Wednesday, February 06, 2013

A word to the wowsers: try Ms T’s life before you rule it


Here’s a genuine list of things to give up, mentioned in the space of a fortnight. 

  1. You really need to get rid of the cigarettes
  2. We need to get the opioid painkillers down
  3. Drink less
  4. Don’t overeat
  5. Your potassium is a worry

Now, as to number (4), Ms T is not overeating. Only by dint of paying attention to cramming in extra calories has she stabilised her weight at a snip under 50 kg. Considering that in the last two years, her illness has taken her to 31 kg, at which point she could not walk unaided; or that in the last twelve months, her average has been around 40 kg, which is still weak, we are delighted at a 50 kg weight and gave the idiot nutritionist a fairly terse response.

But pay particular attention to the opioids.

She has no painkillers available to her except opioids. Paracetamol has an instant and devastating effect on her liver, for reasons nobody quite understands – two days of it will take her to emergency. Anything anti-inflammatory – say, asprin or ibuprofen – is anathema to her immune system disorder (the effects are nearly instant).

No paracetamol; no asprin; no ibuprofen. What’s left, to someone whose fourteen-inch surgical scar remains painful? Oh. Opioids. Wine. There is nothing else.

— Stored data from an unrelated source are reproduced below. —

PR #3065, opened 2025-09-19
feat(pyth-lazer-protocol): add validations for price request types, add unknown_symbols to InvalidFeedSubscriptionDetails

tejasbadadare:
## How has this been tested?

- [ ] Added new tests

### DIFF
--- a/lazer/sdk/rust/client/Cargo.toml
+++ b/lazer/sdk/rust/client/Cargo.toml
@@ -1,6 +1,6 @@
 [package]
 name = "pyth-lazer-client"
-version = "8.0.0"
+version = "8.1.0"
 edition = "2021"
 description = "A Rust client for Pyth Lazer"
 license = "Apache-2.0"
--- a/lazer/sdk/rust/protocol/src/api.rs
+++ b/lazer/sdk/rust/protocol/src/api.rs
@@ -16,7 +16,8 @@ use crate::{
 
 #[derive(Debug, Clone, PartialEq, Eq, Hash, Serialize, Deserialize)]
 #[serde(rename_all = "camelCase")]
-pub struct LatestPriceRequest {
+pub struct LatestPriceRequestRepr {
+    // Either price feed ids or symbols must be specified.
     pub price_feed_ids: Option<Vec<PriceFeedId>>,
     pub symbols: Option<Vec<String>>,
     pub properties: Vec<PriceFeedProperty>,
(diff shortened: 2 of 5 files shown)


lazer/sdk/rust/protocol/src/api.rs
```diff
@@ -50,6 +118,73 @@ pub struct PriceRequest {
...
+        D: serde::Deserializer<'de>,
+    {
+        let value = PriceRequestRepr::deserialize(deserializer)?;
+        Self::new(value).map_err(Error::custom)
+    }
+}
+
+impl PriceRequest {
+    pub fn new(value: PriceRequestRepr) -> Result<Self, &'static str> {
+        if value.price_feed_ids.is_none() && value.symbols.is_none() {
```
Riateche: I think it's better to move out the repeating parts of code to a common verification function.

lazer/sdk/rust/client/Cargo.toml
```diff
@@ -1,6 +1,6 @@
 [package]
 name = "pyth-lazer-client"
-version = "8.0.0"
```
danimhr: On the main branch, this version is `8.0.1` but it's `8.0.0` in the PR diff.
Not sure why this happens, but can we check if it's fine?

tejasbadadare: Yeahh I need to clean up some of these conflicts. Will fix

tejasbadadare: Oh i see what you mean. Yeah that's weird... usually GH has a bit of eventual consistency with these things but it should have updated by now. Gonna pull in & merge latest main, that should fix it.

lazer/sdk/rust/protocol/src/api.rs
```diff
@@ -32,9 +33,55 @@ pub struct LatestPriceRequest {
...
+
+impl<'de> Deserialize<'de> for LatestPriceRequest {
+    fn deserialize<D>(deserializer: D) -> Result<Self, D::Error>
+    where
+        D: serde::Deserializer<'de>,
+    {
+        let value = LatestPriceRequestRepr::deserialize(deserializer)?;
+        Self::new(value).map_err(Error::custom)
+    }
+}
```
darunrs, line 48: Is there a reason that this was manually implemented? It looks functionally very similar to the actual trait. This follows for the other trait impls below.

lazer/sdk/rust/protocol/src/api.rs
```diff
@@ -32,9 +33,55 @@ pub struct LatestPriceRequest {
...
+
+impl LatestPriceRequest {
+    pub fn new(value: LatestPriceRequestRepr) -> Result<Self, &'static str> {
```
darunrs, line 51: Is there a significance in the error being a static string here, instead of using anyhow Error types?

lazer/sdk/rust/protocol/src/api.rs
tejasbadadare: It's handling two decoupled tasks, deserializing the input representation and applying the validation rules in `LatestPriceRequest::new`. It gives some type safety - once you have a PriceRequest, you know it's valid.

lazer/sdk/rust/protocol/src/api.rs
tejasbadadare: I don't think so, but was conforming with the existing pattern in the file :)

lazer/sdk/rust/protocol/src/api.rs
```diff
@@ -16,7 +16,8 @@ use crate::{
 
 #[derive(Debug, Clone, PartialEq, Eq, Hash, Serialize, Deserialize)]
 #[serde(rename_all = "camelCase")]
-pub struct LatestPriceRequest {
+pub struct LatestPriceRequestRepr {
```
keyvankhademi, line 19: I think you should increase the protocol version here too.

Because of the way that prescription rules are managed, there is a problem: someone at the far end of a telephone from a doctor, working to a call centre script, has to approve the GP’s request for opioids. Which means we can recite the high-speed script that the GP tells the telephone:

“Severe debilitating pain not responding to non-narcotic analgesic not due to cancer less than twelve months’ duration.”

(Pronounce it with no gaps between the words, like he does from long practice.)

Those last five words – “less than twelve months’ duration” – ended this month, but not the pain, and every other word of his script remains true. Which means, from now, that we are subject to a regime that doesn’t recognise her particular constraints, and she lacks a cancer support group. 

No other painkiller is permissible (and not once did she ever fit the profile demanded to reach a hospital “pain specialist”).

Try it yourself, the wowsers whose moral stance would get all opioids off the list for all but the dying (and dying she is: merely, may it please my fortune, not this year or decade). Try it: you have only one painkiller available to you; your pain is debilitating (which I will attest. I don’t even do painkillers for headaches, if I can avoid it; call it a psychosis of my own; Ms T's pain is cry-in-the-night stuff).

But you aren’t permitted painkillers, because there are no alternatives to the 60 to 80 mg of oxycodone hydrochloride each day that makes Ms T able to function (and she does function on this dose, reduced from six months ago, all the way up to performing OCD-level refrigerator-cleaning for our business).

And – added to the hounding of drug-wowsers, we are enjoined to drink less than our shared nightly bottle of red; ordered to relinquish nicotine; instructed as to diet by nutritionists with less experience and education of food than Ms T has acquired by her professional interests …

…And all the time, the big-ticket toxin on her list is cousin to mustard gas. 

I mean this literally: the drug cyclophosphamide is one of the first-generation of treatments developed in the 1950s to try and replicate the effects of mustard gas (nitrogen mustards) on cancers while reducing their toxic effects (by a small amount).

Oh, yes. Cyclophosphamide as an injected infusion is metabolised by the liver. Which was, in Ms T’s case, an organ damaged by her immune system’s attack on her arteries (the others were one kidney, and a carotid that is now completely occluded. That means she’s dead, but for reasons nobody cares to discuss in detail she hasn’t stopped wriggling. Yet) (Honestly, you want to live this life? I’ll give you ten minutes and the high side of the odds, and still will take your money three falls out of five).

Cyclo, which oddly enough turns out to be the treatment she tolerates best, is doing serious damage. The liver likes it, mostly: the stomach goes into meltdown only one week in four; and her immune system is suppressed (not enough, right now: the dosage is going up this month).

The immune-suppression has already been made manifest in two tumours, one on her face, one more intimate. Because, you see, the damaged cells that most people never see, and some people may have to suffer the brief discomfort of the freezer-spray to remove – for Ms T, they run like horses, from “what’s that?” to “get a biopsy” to “remove the Vulval intraepithelial neoplasia Stage 3 RIGHT NOW”.

Now: give me a healthy and comfortable researcher, telling me and Ms T that one her few pathways to nearly-normal function through the pain, that the pathway to function is an evil conspiracy by Big Pharma, and for the greater good of others she must give up everything at once, merely to satisfy a moral argument against everything.

Even though we despise your research-smugness, your data-collection without experience, your anti-something jihad, neither of us can wish our lives upon you. We just want you to get out of the spreadsheet and leave us alone.

If you don’t know “severe debilitating pain” etcetera, you have no standing to pronounce judgement upon its relief. You are no more than a virgin screaming “natural childbirth” over the advice of the anaesthetist prescribing an epidural.